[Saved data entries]
········

Issue #6796, opened 2016-04-16
Invite email would be a lot more useful if it told the Diaspora username


Mikaela:
I got invite to Diaspora from "Some Person". The invite email only named "Some Person" in the subject field.

I would otherwise join Diaspora, but I happened to already register to another pod before I was invited and now I am wondering who is "Some Person" on pod.example.com.

I think the invite email should say that their Diaspora ID is `some.person@pod.example.com`, so I could just immediately add them in the pod I am currently using.

goobertron:
That's a good idea.

svbergerem:
Fixed by #6817.

PR #6817, opened 2016-04-29
Add inviter diaspora-ID to invite email #6796

sakshi-keepworks:
The invite email should show the diaspora-ID of the person who has invited you to diaspora*. 

-- I am not sure how to add it for locales other than English.

### DIFF
--- a/app/views/notifier/invite.markerb
+++ b/app/views/notifier/invite.markerb
@@ -1,1 +1,1 @@
-<%= t('.message', :invite_url => invite_code_url(@invitation_code), :diasporafoundation_url => 'https://diasporafoundation.org/') %>
+<%= t('.message', :invite_url => invite_code_url(@invitation_code), :diasporafoundation_url => 'https://diasporafoundation.org/', :diaspora_id => @inviter.try(:diaspora_handle)) %>
--- a/config/locales/diaspora/en.yml
+++ b/config/locales/diaspora/en.yml
@@ -851,11 +851,13 @@ en:
       message: |-
         Hello!
 
-        You have been invited to join diaspora*!
+        You have been invited to join diaspora* by %{diaspora_id}!
 
         Click this link to get started
 
         [%{invite_url}][1]
+
+        Or you can add %{diaspora_id} to your contacts if you already have an account.
 
 
         Love,
--- a/app/controllers/invitations_controller.rb
+++ b/app/controllers/invitations_controller.rb
@@ -39,7 +39,7 @@ class InvitationsController < ApplicationController
       else
         params[:invitation_code]
       end
-
+    @inviter = user || InvitationCode.where(id: params[:invitation_code]).first.try(:user)
     if @invitation_code.present?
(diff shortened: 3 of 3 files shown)


SuperTux88:
I disagree with you, the email-address of the inviter is private, nobody can see it (not even contacts you are sharing with).

Also it is more or less useless for the usecase described in #6796. You should add the diaspora-ID of the inviter instead (as described in the linked issue). If the invited person already has an account on another pod, he can add the inviter with this ID (which is not possible with the email-address).

sjain1107:
Sounds right! Updated. 👍

SuperTux88:
Thanks, you should also change the commit-message.

And maybe it is better to add some text to the diaspora-ID, for people who don't know diaspora and don't know what to do with this "address", they could be confused because it looks like an email-address. ;)

app/views/notifier/invite.markerb
```diff
@@ -1 +1 @@
-<%= t('.message', :invite_url => invite_code_url(@invitation_code), :diasporafoundation_url => 'https://diasporafoundation.org/') %>
+<%= t('.message', :invite_url => invite_code_url(@invitation_code), :diasporafoundation_url => 'https://diasporafoundation.org/', :diaspora_id => @inviter.diaspora_handle) %>
```
SuperTux88: `@inviter` is not defined if you call this via `InvitationsController#email`, so you need to define it there too.

See broken spec: https://travis-ci.org/diaspora/diaspora/jobs/126729534#L591

config/locales/diaspora/en.yml
```diff
@@ -851,12 +851,15 @@ en:
...
         Hello!
 
-        You have been invited to join diaspora*!
+        You have been invited to join diaspora* by %{diaspora_id}!
 
         Click this link to get started
 
         [%{invite_url}][1]
 
+        You can add %{diaspora_id} to the pod you might be currently using.
```
sjain1107: Please let me know if this is a correct description. Also, I can't understand how to handle the case where `diaspora_id` is `nil`.

SuperTux88: I think "Or you can add %{diaspora_id} to your contacts if you already have an account." or something like this is clearer. Or maybe @goobertron has a better idea.

`diaspora_id` shouldn't be `nil`, because every user has a diaspora-ID. I don't know what happens if the user has closed his account, and if the invitation still works.

config/locales/diaspora/en.yml
```diff
@@ -851,12 +851,15 @@ en:
...
+
+
```
SuperTux88: Maybe you can remove one newline here?

sjain1107:
@SuperTux88 Thanks for review. I have updated the pull request.

denschub:
Merged as 4cd2f1d9c165807ce83dd79684380885baaf7756, thank you very much for your contribution!

Also, thanks @SuperTux88 for your preliminary reviews. :)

········

**What you need to do:**
Check every line of the entries for the string "where". Give only the number of lines that hold it.

**Response to the task:**
2